Hybrid ternary co-intercalation in the interlayer of a vanadium oxide cathode enables high-capacity and stable zinc ion batteries

Abstract

Aqueous rechargeable zinc ion batteries (ARZIBs) are highly suitable for grid-scale energy storage because of their high safety, low cost, and environmental friendliness. However, developing high-capacity and stable cathode materials for their wide applications is still a significant challenge. Herein, Na_x(NH₄)_2−xV₁₀O₂₅·8H₂O (NNVO), a novel hybrid ternary co-intercalation vanadium oxide cathode, has been prepared by a facile sequential hydrothermal method. The interlayer space of NNVO can be expanded by H₂O, NH₄⁺, and Na⁺ embedding, promoting a collaborative increase in Zn²⁺ storage active sites, lattice structure stability, and Zn²⁺ migration ability.
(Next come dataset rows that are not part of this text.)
Issue #92, opened 2023-01-25
Use pagination with polling for jobs


benmoss:
Right now we only look at the first 100 scheduled builds, which is a pretty good simple approach, since as the builds are started we should see new ones appear on the next time we poll. It seems like it might be more performant though to iterate through the pages instead of waiting for the next loop in order to schedule all possible builds.

PR #515, opened 2025-02-17
SUP-3347: Enable Pagination of Scheduled Jobs

tomowatt:
By enabling Pagination of the Scheduled Jobs, more Jobs can be retrieved and scheduled at once on Kubernetes.
This reduced the need for the _controller_ to poll multiple times and potentially getting duplicate Jobs that are being scheduled already, but does not result in the less amount of Queries.
Set a same maximum depth of 20, in combination of a maximum of 500 Jobs per query, can result in trying to schedule 10k jobs on a kubernetes cluster

TODO:
- [x] update GetScheduledJobs usage to also paginate
- [ ] refactor pagination loops for retrieving both Unclustered and Clusterd Jobs (maybe?)
- [x] update example config
- [x] update test 
- [x] update README

Fixes https://github.com/buildkite/agent-stack-k8s/issues/92


tomowatt:
Notes on the changes to the `order` used into order to support pagination:

We use `RECENTLY_ASSIGNED` to get the oldest Job first but `RECENTLY_CREATED` will return the newest Job first. The former is FIFO, the latter is LIFO but changes the shape of GraphQL response.

using `RECENTLY_ASSIGNED` will never work with pagination as we would be trying to paginate up a stack, which explains the error received when using the `endCursor` with `RECENTLY_ASSIGNED`:
```
cursor is invalid. Ensure the cursor you passed came from a `cursor` field sourced from an `edge` node in the Buildkite GraphQL API
```

Why it doesn't work is because we would never know what's higher up the stack, so the cursor values are different and cannot be used to move the next position and check what's higher up e.g., if it's the end of the stack of Jobs; else could endlessly paginate. 

The change of ordering also affects the `startCursor` value as well as `endCursor. Thought I was going crazy overlooking something in the changes but when checking the GraphQL Console and checked the cursor values for the same Job using both `RECENTLY_CREATED` and `RECENTLY_ASSIGNED` we can see see the different values e.g.,
```
RECENTLY_CREATED = ktkhMjAyNS0wMi0yNyAwODoxMTo0NC45NDc2MzQwMDAgVVRD2SQwMTk1NDY3Ni0yZGM4LTQ5NzctOTdjZS05NGQ1Nzc2Nzk3MmI=
RECENTLY_ASSIGNED = ksDZJDAxOTU0Njc2LTJkYzgtNDk3Ny05N2NlLTk0ZDU3NzY3OTcyYg==
```

tomowatt:
@petetomasik should we replace use of `RECENTLY_ASSIGNED` for `RECENTLY_CREATED` and simplify this change? It will bring in a significant change overall but might not be as noticable depending on the scale of Jobs

petetomasik:
> @petetomasik should we replace use of `RECENTLY_ASSIGNED` for `RECENTLY_CREATED` and simplify this change? It will bring in a significant change overall but might not be as noticable depending on the scale of Jobs

Switching to `RECENTLY_CREATED` would greatly simply things. It would mean that pagination is always on, no matter the combination of `graphql-results-limit` and `pagination-depth-limit` config values. When `HasNextPage` is `nil`, the loop can break. This might happen after a single call or `20` (max limit of `pagination-depth-limit`). It would also mean processing a maximum of `10,000` jobs with `SCHEDULED` state in 20 API calls in ~20 seconds (default `poll-interval` is `1s`).

Additionally, we could revise our strategy and GQL queries to work from the oldest jobs to the newest jobs by using:
* `last` instead of `first` and `before` instead of `after` in the `jobs` field of the `organization()` queries
* `startCursor` instead of `endCursor` and `hasPreviousPage` instead of `hasNextPage` in the `PageInfo` object
This would ensure jobs are processed in order of creation and allow your logic with `pagination-depth-limit` to continue working to limit the total number of results returned.

petetomasik (approved):
🚀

Hence, NNVO displays a near-theoretical capacity of 481.2 mA h g⁻¹ at 0.1 A g⁻¹ and it can still be maintained at about 50% (239.5 mA h g⁻¹) when the current density is increased by 50 times. Meanwhile, NNVO displays a meagre attenuation rate of 0.02% per cycle during 500 cycles at 0.2 A g⁻¹, indicating high low-current cycle stability. Meanwhile, the assembled pouch battery exhibits a long cycle life of 2000 times and excellent capacity retention of 95% at 2.0 A g⁻¹, displaying valuable practical potential. This work highlights a promising NNVO cathode for high-capacity and highly stable ARZIBs, and provides a serviceable co-intercalation strategy and method to improve capacity and stability for interlayer-adjustable cathode materials.